The Department of Applied Mathematics weekly seminar is given by scholars and researchers working in applied mathematics, broadly interpreted.
Title: Facets of regularization in overparameterized machine learning
Abstract: Modern machine learning often operates in an overparameterized regime in which the number of parameters far exceeds the number of observations. In this regime, models can exhibit surprising generalization behaviors: (1) Models can overfit with zero training error yet still generalize well (benign overfitting); furthermore, in some cases, even adding and tuning explicit regularization can favor no regularization at all (obligatory overfitting). (2) The generalization error can vary non-monotonically with the model or sample size (double/multiple descent). These behaviors challenge classical notions of overfitting and the role of explicit regularization.
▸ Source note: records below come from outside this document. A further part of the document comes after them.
PR #655, opened 2020-06-20
fix: improve suggested message, can't await getBy

timdeschryver:
**What**:

- Improve suggestion when a Promise is passed to a `fireEvent` method

**Why**:

- A `getBy` query can't be awaited and the messages says `await screen.getBy`

**How**:

- Change the message (and the test)

**Checklist**:

- [x] Tests
- [x] Ready to be merged


timdeschryver:
If needed, I can undo the style changes - but it seems like it's correctly formatted now?

kentcdodds:
Thanks!

PR #662, opened 2020-06-23
feat(waitFor): add complete and transparent support for fake timers

### LINKED ISSUE #661: waitFor should work with fake timers
### Relevant code or config:

```js
const {waitFor} = require('@testing-library/dom')

beforeEach(() => jest.useFakeTimers())
afterEach(() => jest.useRealTimers())

test('example', async () => {
  const doAsyncThing = () =>
    new Promise((r) => setTimeout(() => r('data'), 300))
  let result
  doAsyncThing().then((r) => (result = r))

  await waitFor(() => expect(result).toBe('data'))
})
```

### What you did:

I expected `waitFor` to work even with jest fake timers enabled

### What happened:

It times out because there's nothing telling jest to advance timers

### Reproduction:

https://github.com/kentcdodds/testing-library-fake-timers

### Problem description:

When enabling fake timers with DOM Testing Library, the `waitFor` utility doesn't work (so none of the other async utils will either). The reason for this is there's nothing telling the clock to advance the timers.

### Suggested solution:

I'm pretty sure we actually *do* want the async utils to work seamlessly when fake timers are enabled.

Here's a `waitFor` function that will work only if fake timers are enabled. Maybe we can detect fake timers (we already have a function for this) and if they're enabled, then we could do this instead?

```javascript
async function waitForWithFakeTimers(cb) {
  let waiting = true
  while (waiting) {
    await act(() =>
      Promise.resolve()
        .then(() => jest.runAllTimers())
        .then(() => new Promise(resolve => setImmediate(resolve))),
    )
    try {
      cb()
      waiting = false
    } catch {}
  }
}
```

It's pretty basic, it doesn't support timeout etc. But it's a good start.

**Mostly, I'm looking for feedback**. Should we do something like this if fake timers are enabled? Or is there another approach we can take?

kentcdodds:
**What**: feat(waitFor): add complete and transparent support for fake timers

**Why**: Closes #661

**How**:

Basically, we detect if we're in an environment that's faking out timers and if we are then we do a `while` loop that advances the jest fake timers by the interval until the callback passes. We do still support a timeout so it can time out eventually and won't loop forever.

**Checklist**:

~- [ ] Documentation added to the [docs site](https://github.com/testing-library/testing-library-docs) N/A~
- [x] Tests
~- [ ] Typescript definitions updated N/A~
- [x] Ready to be merged


tannerlinsley:
Elegant :)

kentcdodds:
Build is busted thanks to: https://github.com/testing-library/dom-testing-library/issues/663

I'm planning on doing a beta release of this locally so I can test it out.

src/__tests__/wait-for-element-to-be-removed.js
```diff
@@ -89,55 +78,6 @@ test('after successful removal, fullfills promise with empty value (undefined)',
...
-  })
-})
-
-test("doesn't change jest's timers value when importing the module", () => {
-  jest.useFakeTimers()
-  importModule()
-
-  expect(window.setTimeout._isMockFunction).toEqual(true)
-})
-
```
kentcdodds, line 140: We don't need these tests because `waitForElementToBeRemoved` is built on top of `waitFor` and it has its own tests.

src/helpers.js
```diff
@@ -117,4 +125,5 @@ export {
   setTimeoutFn as setTimeout,
   runWithRealTimers,
   checkContainerType,
+  jestFakeTimersAreEnabled,
```
kentcdodds, line 128: Pretty much all the changes in this file are refactors to facilitate this export.

kentcdodds:
This is published as `@testing-library/dom@7.16.2-alpha.1`

kentcdodds:
And I published these changes in `@testing-library/react@10.3.1-alpha.1` to try it out in a practical situation.

kentcdodds:
Works like a charm! :chefs-kiss:

kentcdodds:
Dang it.

> Ran 100000 timers, and there are still more! Assuming we've hit an infinite recursion and bailing out...

🤦‍♂️  investigating....

src/wait-for.js
```diff
@@ -35,22 +36,50 @@ function waitFor(
...
+
+    const usingFakeTimers = jestFakeTimersAreEnabled()
+    if (usingFakeTimers) {
+      // this is a dangerous rule to disable because it could lead to an
+      // infinite loop. However, eslint isn't smart enough to know that we're
+      // setting finished inside `onDone` which will be called when we're done
+      // waiting or when we've timed out.
+      // eslint-disable-next-line no-unmodified-loop-condition
+      while (!finished) {
+        jest.runAllTimers()
```
kentcdodds, line 56: Whoops! This was supposed to be `jest.advanceTimersByTime(interval)` 😅

kentcdodds:
I think this is ready. I made a handful of changes to how we test some of these utilities (especially the deprecated ones).

src/wait-for.js
```diff
@@ -34,23 +37,46 @@ function waitFor(
...
+
     const overallTimeoutTimer = setTimeout(onTimeout, timeout)
-    const intervalId = setInterval(checkCallback, interval)
 
-    const {MutationObserver} = getWindowFromNode(container)
-    const observer = new MutationObserver(checkCallback)
-    runWithRealTimers(() =>
-      observer.observe(container, mutationObserverOptions),
-    )
-    checkCallback()
```
kentcdodds, line 48: We no longer need to run this with real timers because we only run it when we're not using fake timers.

kentcdodds:
Note: I can't guarantee that these changes won't break people who had to work around the limitations in their tests. So if someone was using our async utilities with fake timers, it's possible that we'll break them depending on how they worked around things.

I'll add this to the release notes, but if you're here reading this because your tests broke as a result of this change, just know that you shouldn't have to worry about advancing the fake timers manually anymore.

PR #664, opened 2020-06-23
fix: Don't recommend ByRole if role is `generic`

### LINKED ISSUE #663: Fix default branch CI build
I think when I merged [this PR](https://github.com/testing-library/dom-testing-library/pull/656) I had assumed the build passed because of [codecov's comment](https://github.com/testing-library/dom-testing-library/pull/656#issuecomment-647007727) which shouldn't appear until we have a successful build. I'm still not sure what happened there to be honest.

But in any case, since that PR was merged (which really just updated `aria-query`) our tests have been failing. Mostly the suggestion tests, but some others as well.

Could someone dive in and help. You don't have to do it all. Even fixing a few would be helpful.

I think we could especially use help from @benmonro who wrote most of the suggestion tests. In particular, aria-query now gives us a role of `generic` for generic elements. I'm not 100% certain I want to recommend `screen.getByRole('generic', {name: /bob/i})` over `screen.getByText(/bob/i)`... So I'm thinking we should probably skip that suggestion if the role is `generic`.

marcosvega91:
fix #663 
**What**:

I have fixed all the tests that failed

**Why**:

Because after the update of `aria-query` something didn't work

**How**:

I have made two changes in this PR:

1) With the new aria specifications `input` without a role has a `textbox` as default one.
    I' have replaced all the input used in tests that not require a role with input of `type=password` that doesn't have a 
   default role @benmonro 

2) I have skipped generic role because we prefer to suggest others query 
    we prefer `screen.getByText(/bob/i)` instead of `screen.getByRole('generic', {name: /bob/i})`
 

**Checklist**:

- [X] Tests
- [X] Ready to be merged

### DIFF
--- a/src/__tests__/element-queries.js
+++ b/src/__tests__/element-queries.js
@@ -533,14 +533,14 @@ test('queryAllByRole returns semantic html elements', () => {
   expect(queryAllByRole(/listitem/i)).toHaveLength(3)
   // TODO: with https://github.com/A11yance/aria-query/pull/42
   // the actual value will match `toHaveLength(2)`
-  expect(queryAllByRole(/textbox/i)).toHaveLength(1)
+  expect(queryAllByRole(/textbox/i)).toHaveLength(2)
   expect(queryAllByRole(/checkbox/i)).toHaveLength(1)
   expect(queryAllByRole(/radio/i)).toHaveLength(1)
   expect(queryAllByRole('row')).toHaveLength(3)
   expect(queryAllByRole(/rowgroup/i)).toHaveLength(2)
   // TODO: with https://github.com/A11yance/aria-query/pull/42
   // the actual value will match `toHaveLength(3)`
-  expect(queryAllByRole(/(table)|(textbox)/i)).toHaveLength(2)
+  expect(queryAllByRole(/(table)|(textbox)/i)).toHaveLength(3)
   expect(queryAllByRole(/img/i)).toHaveLength(1)
   expect(queryAllByRole('meter')).toHaveLength(1)
   expect(queryAllByRole('progressbar')).toHaveLength(0)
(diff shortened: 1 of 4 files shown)


src/__tests__/suggestions.js
```diff
@@ -74,7 +74,9 @@ test(`should not suggest if the suggestion would give different results`, () =>
 })
 
 test('should suggest by label over title', () => {
-  renderIntoDocument(`<label><span>bar</span><input title="foo" /></label>`)
+  renderIntoDocument(
+    `<label><span>bar</span><input type="password" title="foo" /></label>`,
```
eps1lon, line 78: To be accurate: The spec related to aria didn't change. This was a bug in earlier versions of `aria-query`. `<input />` with no or an invalid `type` attribute is always considered `<input type="text" />` which is a `role="textbox"`.

src/__tests__/element-queries.js
```diff
@@ -533,14 +533,14 @@ test('queryAllByRole returns semantic html elements', () => {
...
   // TODO: with https://github.com/A11yance/aria-query/pull/42
   // the actual value will match `toHaveLength(2)`
-  expect(queryAllByRole(/textbox/i)).toHaveLength(1)
+  expect(queryAllByRole(/textbox/i)).toHaveLength(2)
   expect(queryAllByRole(/checkbox/i)).toHaveLength(1)
   expect(queryAllByRole(/radio/i)).toHaveLength(1)
   expect(queryAllByRole('row')).toHaveLength(3)
   expect(queryAllByRole(/rowgroup/i)).toHaveLength(2)
   // TODO: with https://github.com/A11yance/aria-query/pull/42
   // the actual value will match `toHaveLength(3)`
```
afontcu, line 542: I guess these comments (this one and the one in lines 534-535) can be removed now 🎉

eps1lon: https://github.com/testing-library/dom-testing-library/pull/665

kentcdodds:
@marcosvega91, and all reviewers... You are my heros!

I really didn't have time to work on this. Thank you!

PR #667, opened 2020-06-23
fix(waitFor): handle odd timing issue with fake timers

kentcdodds:
**What**: fix(waitFor): handle odd timing issue with fake timers

**Why**: It's super hard to explain and I honestly don't really understand the issue completely myself. All I know is, before moving the `checkCallback` function call above the promise flush line, I had issues with tests impacting each other. After this change, that issue goes away.

I also added a comment explaining why we shouldn't use `jest.advanceTimersToNextTimer` along with a test to demonstrate the issue.

**How**: Change the order of operations

**Checklist**:

~- [ ] Documentation added to the [docs site](https://github.com/testing-library/testing-library-docs) N/A~
- [x] Tests
~- [ ] Typescript definitions updated N/A~
- [x] Ready to be merged

### DIFF
--- a/src/__tests__/fake-timers.js
+++ b/src/__tests__/fake-timers.js
@@ -9,14 +9,14 @@ afterAll(() => {
   jest.useRealTimers()
 })
 
-async function runWaitFor() {
+async function runWaitFor({time = 300} = {}, options) {
   const response = 'data'
   const doAsyncThing = () =>
-    new Promise(r => setTimeout(() => r(response), 300))
+    new Promise(r => setTimeout(() => r(response), time))
   let result
   doAsyncThing().then(r => (result = r))
 
-  await waitFor(() => expect(result).toBe(response))
+  await waitFor(() => expect(result).toBe(response), options)
 }
 
 test('real timers', async () => {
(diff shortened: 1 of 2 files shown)


eps1lon:
> All I know is, before moving the checkCallback function call above the promise flush line, I had issues with tests impacting each other. After this change, that issue goes away.

@kentcdodds Do you remember which tests were impacting each other? It's totally fine if this only reproduces in a full test suite. But some repro would be nice since this change is quite odd considering we're scheduling more work from `waitFor` **after** the `waitFor` promise is resolved.

kentcdodds:
If this change is causing issues, then let's change it back. I'm pretty sure this was in [the bookshelf app](https://github.com/kentcdodds/bookshelf), but I don't have time to reproduce things and the latest version of react-query eliminates all the problems that I experienced with those tests anyway so we're probably ok to revert this.

eps1lon:
https://github.com/testing-library/dom-testing-library/pull/1073 has a test that breaks with the behavior introduced in this PR (https://github.com/testing-library/dom-testing-library/pull/667).

I can fix the problematic behavior with a less invasive fix. But I can also just revert this change. I'm more comfortable with just reverting this change.

In any case, I'll try both fixes in the bookshelf app so reduce likelyhood of unintended breakage. Thanks for the pointer!

eps1lon:
See https://github.com/testing-library/dom-testing-library/pull/1073#issuecomment-965627327 for conclusion of the thread started with https://github.com/testing-library/dom-testing-library/pull/667#issuecomment-965091530

PR #668, opened 2020-06-24
fix: add getConfig to types

timdeschryver:
**What**:

- adds the `getConfig` type to the TS typings

**Why**:

- otherwise it seems that `getConfig` isn't exported

**How**:

- add it to type types file

**Checklist**:

- [ ] Tests
- [x] Ready to be merged

### DIFF
--- a/types/config.d.ts
+++ b/types/config.d.ts
@@ -1,14 +1,15 @@
 export interface Config {
-    testIdAttribute: string;
-    asyncWrapper(cb: (...args: any[]) => any): Promise<any>;
-    eventWrapper(cb: (...args: any[]) => any): void;
-    asyncUtilTimeout: number;
-    defaultHidden: boolean;
-    throwSuggestions: boolean;
+  testIdAttribute: string
+  asyncWrapper(cb: (...args: any[]) => any): Promise<any>
+  eventWrapper(cb: (...args: any[]) => any): void
+  asyncUtilTimeout: number
+  defaultHidden: boolean
+  throwSuggestions: boolean
 }
 
 export interface ConfigFn {
-    (existingConfig: Config): Partial<Config>;
+  (existingConfig: Config): Partial<Config>
 }
 
-export function configure(configDelta: Partial<Config> | ConfigFn): void;
+export function configure(configDelta: Partial<Config> | ConfigFn): void
+export function getConfig(): Config


timdeschryver:
I was looking into extending the config for Angular Testing Library, to add default imports. This way, Angular Testing Library retrieves the config with `getConfig` to include these default imports to the Dependency Injection.

For example:

```ts
beforeEach(() => {
  configure({
    defaultImports: [ReactiveFormsModule],
  });
});

test('test 1', async () => {
 await render(MyComponent)
})

test('test 2', async () => {
 await render(MyComponent)
})

// VS

test('test 1', async () => {
 await render(MyComponent, { imports: [ReactiveFormsModule] })
})

test('test 2', async () => {
 await render(MyComponent, { imports: [ReactiveFormsModule] })
})
```

An alternative could be that Angular Testing Library provides its own `angularConfigure` method?
What do you think?

kentcdodds:
Interesting. I'm not sure you need this method to do that. You could simply make your own configure wrapper that takes custom config properties and forwards along the rest. I think it would be dangerous to set the DOM Testing Library config with properties it doesn't support.

That said, we use getConfig in user-event so it's not just exposed by accident and should probably be typed for that reason.

eps1lon:
> I was looking into extending the config for Angular Testing Library, to add default imports.

I'd be careful with adding additional properties to the config object from `@testing-library/dom`. This could create conflicts if we decide to add properties with names you're already using.

Have you considered implementing your own `configure` that forwards excess properties to the `configure` from DTL and has a separate property for the config of the angular testing library (or vice-versa) e.g.

```js
import { configure } from '@testing-library/angular';

configure({ property: 'foo', someFlag: false, dom: domTestingLibraryConfig })
```

I guess this is currently problematic for any library extending the config of DTL.

> That said, we use getConfig in user-event so it's not just exposed by accident and should probably be typed for that reason.

A library using a property does not justify that something is public. You could reach into all sorts of internals. I want to make sure this is actually intended on our side and why considering we don't have any documentation for it.

timdeschryver:
I have not, but I think I'm going to go with your proposition @eps1lon 👍.

The current implementation looks like this, but I'm not too happy about it.

```ts
function configure(config: Partial<Config>) {
  dtlConfigure({
    defaultImports: config.defaultImports,
  } as Partial<dtlConfig>);
}
```


> That said, we use getConfig in user-event so it's not just exposed by accident and should probably be typed for that reason.

@kentcdodds feel free to close or merge this PR.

In this talk, I will present theoretical and methodological results related to these behaviors, primarily focusing on the concrete case of ridge regularization. First, I will identify conditions under which the optimal ridge penalty is zero (or even negative) and show that standard techniques such as leave-one-out and generalized cross-validation, when analytically continued, remain uniformly consistent for the generalization error and thus yield the optimal penalty, whether positive, negative, or zero. Second, I will introduce a general framework to mitigate double/multiple descent in the sample size based on subsampling and ensembling and show its intriguing connection to ridge regularization. As an implication of this connection, I will show that the generalization error of optimally tuned ridge regression is monotonic in the sample size (under mild data assumptions) and mitigates double/multiple descent. Key to both parts is the role of implicit regularization, either self-induced by the overparameterized data or externally induced by subsampling and ensembling. Finally, I will briefly mention some extensions and variants beyond ridge regularization.
The talk will feature joint work with the following collaborators (in alphabetical order): Pierre Bellec, Jin-Hong Du, Takuya Koriyama, Arun Kumar Kuchibhotla, Alessandro Rinaldo, Kai Tan, Ryan Tibshirani, Yuting Wei. The corresponding papers (in talk-chronological order) are: optimal ridge landscape , ridge cross-validation, risk monotonization, ridge equivalences, and extensions and variants.